North Finchley Town Centre: Response to the Draft SPD

Administrator

North Finchley Town Centre:
Our Response to the Draft Proposals

In October Barnet Council published a draft Supplementary Planning Document (‘the SPD’) entitled ‘North Finchley Town Centre Framework’ and launched a public consultation to conclude by late November. The Finchley Society and the Friern Barnet and Whetstone Residents’ Association studied the draft and held a meeting to discuss it on 23rd November. More than a hundred people were at the meeting and heard from the Council’s consultants and officers.

Many members and others will have made their own comments by the closing date; the Society and the Association have, jointly, made a full set of comments, which you can read here and here.

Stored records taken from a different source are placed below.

PR #2245, opened 2025-02-15
recognizing ENZYME_RUNPASS for lib/LLVM Enzyme builds

ZuseZ4:
I noticed that the ENZYME_RUNPASS variable is ignored, when you just pass it as `-DENZYME_RUNPASS` to cmake.
This might also affect your `BUILD` file, idk.
With these changes it now does run the augmentedPassBuilder.

### DIFF
--- a/enzyme/Enzyme/Enzyme.cpp
+++ b/enzyme/Enzyme/Enzyme.cpp
@@ -3658,8 +3658,6 @@ void augmentPassBuilder(llvm::PassBuilder &PB) {
   PB.registerFullLinkTimeOptimizationEarlyEPCallback(loadLTO);
 }
 
-// A version used by Rust-Enzyme, which does not require cmake adjustments.
-// Rust just always sets augment to true.
 extern "C" void registerEnzyme2(llvm::PassBuilder &PB, bool augment = false) {
   if (augment) {
     augmentPassBuilder(PB);
@@ -3696,8 +3694,6 @@ extern "C" void registerEnzyme2(llvm::PassBuilder &PB, bool augment = false) {
       });
 }
 
-// A version used by ClangEnzyme and LLDEnzyme, allowing to
-// hardcode the usage of augmentPassBuilder at build time.
 extern "C" void registerEnzyme(llvm::PassBuilder &PB) {
 #ifdef ENZYME_RUNPASS
   registerEnzyme2(PB, /*augment*/ true);
--- a/enzyme/Enzyme/Enzyme.cpp
+++ b/enzyme/Enzyme/Enzyme.cpp
@@ -3658,7 +3658,8 @@ void augmentPassBuilder(llvm::PassBuilder &PB) {
   PB.registerFullLinkTimeOptimizationEarlyEPCallback(loadLTO);
 }
 
-extern "C" void registerEnzymeAndPassPipeline(llvm::PassBuilder &PB, bool augment = false) {
+extern "C" void registerEnzymeAndPassPipeline(llvm::PassBuilder &PB,
+                                              bool augment = false) {
   if (augment) {
     augmentPassBuilder(PB);
   }
--- a/enzyme/Enzyme/Enzyme.cpp
+++ b/enzyme/Enzyme/Enzyme.cpp
@@ -3658,7 +3658,7 @@ void augmentPassBuilder(llvm::PassBuilder &PB) {
   PB.registerFullLinkTimeOptimizationEarlyEPCallback(loadLTO);
 }
 
-extern "C" void registerEnzyme2(llvm::PassBuilder &PB, bool augment = false) {
+extern "C" void registerEnzymeAndPassPipeline(llvm::PassBuilder &PB, bool augment = false) {
   if (augment) {
     augmentPassBuilder(PB);
   }
--- a/enzyme/Enzyme/Enzyme.cpp
+++ b/enzyme/Enzyme/Enzyme.cpp
@@ -3658,10 +3658,12 @@ void augmentPassBuilder(llvm::PassBuilder &PB) {
   PB.registerFullLinkTimeOptimizationEarlyEPCallback(loadLTO);
 }
 
-extern "C" void registerEnzyme(llvm::PassBuilder &PB) {
-#ifdef ENZYME_RUNPASS
-  augmentPassBuilder(PB);
-#endif
+// A version used by Rust-Enzyme, which does not require cmake adjustments.
+// Rust just always sets augment to true.
+extern "C" void registerEnzyme2(llvm::PassBuilder &PB, bool augment = false) {
+  if (augment) {
+    augmentPassBuilder(PB);
+  }
   PB.registerPipelineParsingCallback(
       [](llvm::StringRef Name, llvm::ModulePassManager &MPM,
          llvm::ArrayRef<llvm::PassBuilder::PipelineElement>) {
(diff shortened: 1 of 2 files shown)


wsmoses (changes requested):
This should be disabled for llvmenzyme thougj? The flag says that the enzyme pass should be injected to be run by default in the pass pipeline

ZuseZ4:
What is the difference between libEnzyme-X.so and LLVMEnzyme-19.so? I thought they would have just different linking behaviour, but the same functionality? We use libEnzyme because it fixed some linking issues I can't remember, so I don't mind only updating it and removing the LLVMEnzyme one (?)

wsmoses:
LLVMEnzyme is an llvm pass plugin, libenzyme is a dynamic library you can link into programs that aren't llvm's opt

ZuseZ4:
Fair, I vaguely had in mind that at some point I also linked against LLVMEnzyme when using the Enzyme API, but I might have confused something.

wsmoses (changes requested):
I'm still not understanding why this is needed here

ZuseZ4:
I want Enzymes opt pass to run befire autodiff, as it is supposed to improve performance. Right now we already set `-DENZYME_RUNPASS` when calling cmake, but the value is ignored and does not cause Enzyme to run the optimization pass. It only affects libEnzyme, as lld and clangenzyme have it hardcoded. I could also hardcode it for libEnzyme, but this solution allows other users to run the autodiff pass without the opt pass.

ZuseZ4:
https://github.com/EnzymeAD/Enzyme/blob/3ea5fe2619a18569b88fff278e2b5b8b30073f64/enzyme/Enzyme/Enzyme.cpp#L3662

wsmoses:
Why not just run augmentPassBuilder?

ZuseZ4:
Why have RustEnxyme differ from ClangEnzyme or LLDEnzyem?

wsmoses:
The use you linked is specific to llvm pass loading which doesn't make sense for API users, since its better form to build the pass manager directly (like with the function I mentioned)

ZuseZ4:
This has all been discussed in the zulip thread where I cc'ed you and pinged you a few times, so if you have extra knowledge it would be great if you could answer there. There I had asked which functions I should use in which order, and this is what a few other devs and I came up with.

From what we saw, we will always run `augmentPassBuilder` and then `registerEnzyme` to then run the `enzyme` pass.
We will never just run `augmentPassBuilder` or the enzyme pass without the other. So if there is a performance benefit to run augmentPassBuilder separately, it would be good if you could give an explanation on how it's supposed to be used and what is the difference over just enabling it here.

ZuseZ4:
Ok, wild guess now, but in an attempt to understand the difference, could it be that you missed all the messages/pings where I/Rust people asked about the Enzyme pass, e.g. [here](https://rust-lang.zulipchat.com/#narrow/channel/187780-t-compiler.2Fwg-llvm/topic/Enzyme.20Pass.20integration.2E).
Rust moved over to a pass based Enzyme approach various months ago, hence all my question about the enzyme pass.
If you missed all of those this discussion makes more sense to me and hopefully now to you.

wsmoses:
I'm still a bit confused how you're intending to use this. In any case, perhaps you can make a second function void augmentAndRegisterEnzyme(PB, bool shouldAugment) which contains the current definition, and then is true if the current Enzyme_runpass is set. That way you can just call the api function without setting a compile time var

ZuseZ4:
The intention is to have Rust differ as little as possible from Clang/LLD-Enzyme, since all three are pass based, as opposed to Julia which is Api based., Clang/LLD Enzyme both first run augmentPassBuilder and then register Enzyme and run it. So my confusion comes from your recommendation to handle Rust and C++ different here. 
Doing it at runtime would be totally fine for me, but then I wonder why you don't do the same with the clang/lld plugin? What are you confused about?

ZuseZ4:
Also for the long term goal, the idea is to have autodiff run as the pass (e.g. because of your recommendation and because it handles higher order derivatives in the right order automatically). For things like custom-derivatives you recommended to not copy c++Enzyme, but rather link against libEnzyme, so we can use the more advanced registerCustomDerivative functions, since they are more granular than the metadata approach.

So my understanding is that clang will in the future move to the api for custom derivatices, Enzyme.jl will move to the pass for autodiff (but keep using the api for things like custom derivatives) and then all 3 frontends will behave identical. Since Rust is coming in later, I directly try to do the right approach for each feature. Does that help?

ZuseZ4:
@wsmoses adding the runtime variant and updated the old one to forward, to make sure they can never get out of sync.

enzyme/Enzyme/Enzyme.cpp
```diff
@@ -3658,10 +3658,12 @@ void augmentPassBuilder(llvm::PassBuilder &PB) {
   PB.registerFullLinkTimeOptimizationEarlyEPCallback(loadLTO);
 }
 
-extern "C" void registerEnzyme(llvm::PassBuilder &PB) {
-#ifdef ENZYME_RUNPASS
-  augmentPassBuilder(PB);
-#endif
+// A version used by Rust-Enzyme, which does not require cmake adjustments.
+// Rust just always sets augment to true.
+extern "C" void registerEnzyme2(llvm::PassBuilder &PB, bool augment = false) {
```
wsmoses, line 3663: can we come up with a better name, like registerEnzymeAndPassPipeline

and we shouldn't need two versions of this if we have the optional arg?

enzyme/Enzyme/Enzyme.cpp
```diff
@@ -3658,10 +3658,12 @@ void augmentPassBuilder(llvm::PassBuilder &PB) {
   PB.registerFullLinkTimeOptimizationEarlyEPCallback(loadLTO);
 }
 
-extern "C" void registerEnzyme(llvm::PassBuilder &PB) {
-#ifdef ENZYME_RUNPASS
-  augmentPassBuilder(PB);
-#endif
+// A version used by Rust-Enzyme, which does not require cmake adjustments.
```
wsmoses, line 3661: this comment isn't needed

enzyme/Enzyme/Enzyme.cpp
ZuseZ4: Yep, that was my question:
> So my confusion comes from your recommendation to handle Rust and C++ different here.

and 

> Doing it at runtime would be totally fine for me, but then I wonder why you don't do the same with the clang/lld plugin? 

Shall I then remove ENZYME_RUNPASS completely and update the clang/lld usages to set it to true?

ZuseZ4: We can not I guess, seems like the registration process has a fixed interface?
Feel free to push your own changes and merge it.

```
/home/manuel/prog/Enzyme/enzyme/Enzyme/Enzyme.cpp:3704:59: error: cannot initialize a member subobject of type 'void (*)(PassBuilder &)' with an lvalue of type 'void (llvm::PassBuilder &, bool)': different number of parameters (1 vs 2)
 3704 |   return {LLVM_PLUGIN_API_VERSION, "EnzymeNewPM", "v0.1", registerEnzymeAndPassPipeline};
      |                                                           ^~~~~~~~~~~~~~~~~~~~~~~~~~~~~
```

wsmoses: okay in that case just give the functions more reasonable names then registerEnzyme and registerEnzymeAndPassPipeline (being the false / true version), one calling the other

ZuseZ4: done

enzyme/Enzyme/Enzyme.cpp
```diff
@@ -3694,6 +3694,14 @@ extern "C" void registerEnzyme(llvm::PassBuilder &PB) {
       });
 }
 
+extern "C" void registerEnzyme(llvm::PassBuilder &PB) {
+#ifdef ENZYME_RUNPASS
+  registerEnzyme2(PB, /*augment*/ true);
```
wsmoses, line 3699: this clearly won't compile

wsmoses (approved):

We give the SPD a cautious welcome. We recognise the need for an appropriate planning environment to help revitalise North Finchley Town Centre, but consider that the existing proposals lack some essential detail and require substantial changes. Salient features of our comments are:

  1. Market: The proposed new courtyard space for the market is inadequately small.
  2. Bus station: Closing the bus station may not be realistic.
  3. Traffic Management: There should be no roadspace reallocation or other proposal affecting traffic flows through North Finchley that would reduce the volume of through traffic that the High Road / Ballards Lane can accommodate.
  4. Cycling: The SPD contains no specific proposals for cyclists. It should evaluate realistically whether features such as cycle lanes are desirable and practicable, given the crowded space of the town centre.
  5. Parking supply during redevelopment: Measures in the SPD should offset the loss of more than 45% of the off-street car park capacity in the town centre while the Lodge Lane car park is redeveloped. Local residents, drivers, and businesses must be reassured that there will not be such a loss as to strangle the town centre during redevelopment.
  6. Parking supply- general: Many people at the 23rd November meeting expressed great concern at the lack of available car parking in North Finchley, arguing that this lack is a major cause of the decline of the town centre and demands immediate Council action. The proposals for encouraging more efficient use of existing car parking spaces are welcome, but the number of public parking spaces should also be increased.
  7. Height of buildings: The proposals for tall buildings are inappropriate: overbearing in height and bulk, out of keeping with neighbouring buildings and likely to shade unacceptably them and nearby roads. 6 or 7 storeys, and less in some areas, should be the maximum.
  8. Wind tunnel effects: The SPD recognises that new developments may exacerbate wind tunnels, but is weak in remedies. Wind tunnel effects must, as far as possible, be eliminated, not merely mitigated. This issue was frequently and forcefully raised by people on 23rd November.
  9. Residential units: The SPD envisages many new residential units in North Finchley, but gives no indication how many. Residents need to know this to appreciate the scale of the likely change.
  10. Social infrastructure: The Council should accept responsibility for new health and educational facilities. The SPD should provide for a new health centre on a specific site.
  11. War Memorial: The War Memorial stands in front of St Kilda’s, the United Services Club building; under the SPD it, along with the offices to its north, could be demolished. This would give the Memorial a large and insensitive new building of up to 12 storeys as its backdrop. The original War Memorial is St Kilda’s itself, purchased in 1921 as a war memorial, for the use of servicemen, ex-servicemen and others. It is an important monument to the sacrifice of the men of Finchley in the Great War, and should be retained as part of the collective memory and social history of Finchley. Excluding it from the redevelopment would not impair the integrity of the remainder of the site. It should not purchased compulsorily, and any new building constructed on the remainder of the site should not be overbearing in relation to either the Memorial or St Kilda’s.

On the SPD process:

  1. Traffic Study: The lack of a technical traffic study and a demonstrably workable traffic scheme undermine the credibility of the proposals. The SPD must contain a clear and short timetable for a full traffic study and the subsequent formulation (including public consultation) of a highway plan.
  2. Phasing: The SPD contains no specific phasing strategy. This is wrong: at least some elements of phasing should be made mandatory. For example, before the Lodge Lane site is redeveloped the existing market must be established at its new location and adequate temporary public parking provided to replace the spaces in Lodge Lane car park until the replacement car park there is open for public use.
  3. Blight: The adoption of the SPD will create planning blight, particularly because of the proposal for Compulsory Purchase Orders “especially but not exclusively in the Key Opportunity Sites”. This creates unacceptable uncertainty throughout the whole of the area. The SPD should identify those parts of the area where compulsory purchase powers will be exercised, ideally only for Key Opportunity Sites and highways works, and powers should contain a sunset provision, to time-limit planning blight.
  4. Masterplan: It is unfair to require proposals to be “accompanied by an overall masterplan”, for only a party which secures control of key sites will be able to provide such a masterplan. It must be open to anyone to submit planning applications in conformity with the SPD.